Hey im new to the world of r/c. Which car should i get i want 1/10 scale, electric, stadium truck for 150-175. I was looking at the rustler is it any good? what do you recomend?


----------



## Slider (Dec 7, 2003)

Personal preference,would be associated truck.or Losi.


----------



## FishRC (Sep 28, 2001)

Partly personal preferance, but also what does your local hobby shops carry for parts. Its not fun it you have to order parts. Maybe a losi or associated RTR truck so the parts are easy to get.


----------



## bsracing8 (Dec 14, 2004)

go with what ever you hobby shop has more part for!!!



Brandon


----------



## BradJ (Mar 30, 2004)

If you buy a duratrax or a traxxas you'll just have to buy an associated or losi later.


----------



## DJ1978 (Sep 26, 2001)

Get the best you can afford.
Traxxas Rustler is a very entry level vehicle.. but fun and fast enough for a beginner and can be upgraded to a point for more fun. Very durable if you do not put a wild MOD motor in it. 
Duratrax Evader ST is the next step up.
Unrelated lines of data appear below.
PR #3360, opened 2021-04-09
Fix ttysnoop for kernel > v5.11 and other config changes

olsajiri:
- Kernel commit [1] changed arguments of tty_write function, changing the probe function to new prototypes.

- Use array map to store data

- Adding the possibility to define transmitting data size (--datasize option) and number of times we ask for this amount (--datacount option).

### DIFF
--- a/tools/ttysnoop.py
+++ b/tools/ttysnoop.py
@@ -62,6 +62,7 @@ except:
 bpf_text = """
 #include <uapi/linux/ptrace.h>
 #include <linux/fs.h>
+#include <linux/uio.h>
 
 #define BUFSIZE 256
 struct data_t {
@@ -71,12 +72,8 @@ struct data_t {
 
 BPF_PERF_OUTPUT(events);
 
-int kprobe__tty_write(struct pt_regs *ctx, struct file *file,
-    const char __user *buf, size_t count)
+static int do_tty_write(void *ctx, const char __user *buf, size_t count)
 {
-    if (file->f_inode->i_ino != PTS)
-        return 0;
-
     // bpf_probe_read_user() can only use a fixed size, so truncate to count
     // in user space:
     struct data_t data = {};
@@ -89,6 +86,40 @@ int kprobe__tty_write(struct pt_regs *ctx, struct file *file,
 
     return 0;
 };
+
+/**
+ * commit 9bb48c82aced (v5.11-rc4) tty: implement write_iter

Very Well equiped and will last you for a long time.
Losi XXXT and the Associated T4 are great trucks for running for fun and racing. they are the top of the line in Stadium trucks. 
If you want to run for fun.. there are more options.
Traxxas Stampede us durable and fun. Not very expensive. Tamiya makes some great entry level vehicles also. 
For the ultimate in speed and durability for running for fun.. save your money and buy a Traxxas Emaxx. You can find good used packages on the web on this site and other sites like it. The prices on Ebay tend to get inflated so stick with the hobby sites like this to buy used. 
Hope this helps.
Dan


----------



## titan_77_215 (Aug 3, 2005)

Find a AE T3. They are a VERY strong truck and fun to bash around with. I have ran into my fair share to walls with my t3, most going pretty fast, and i have yet to break anything.


----------



## skulnick7 (May 25, 2005)

*team associated t3*

i would go for a team asssociated t3. they are very strong and durable. just about everything on it you can hop-up. t3's handle very good and are pretty fast. my friend has one that can beat my tc3 on-road electric. you can probably get a used stock t3 for about $100-150.


----------



## BradJ (Mar 30, 2004)

T3, no one can argue with that, much better than my first truck thats for sure...


----------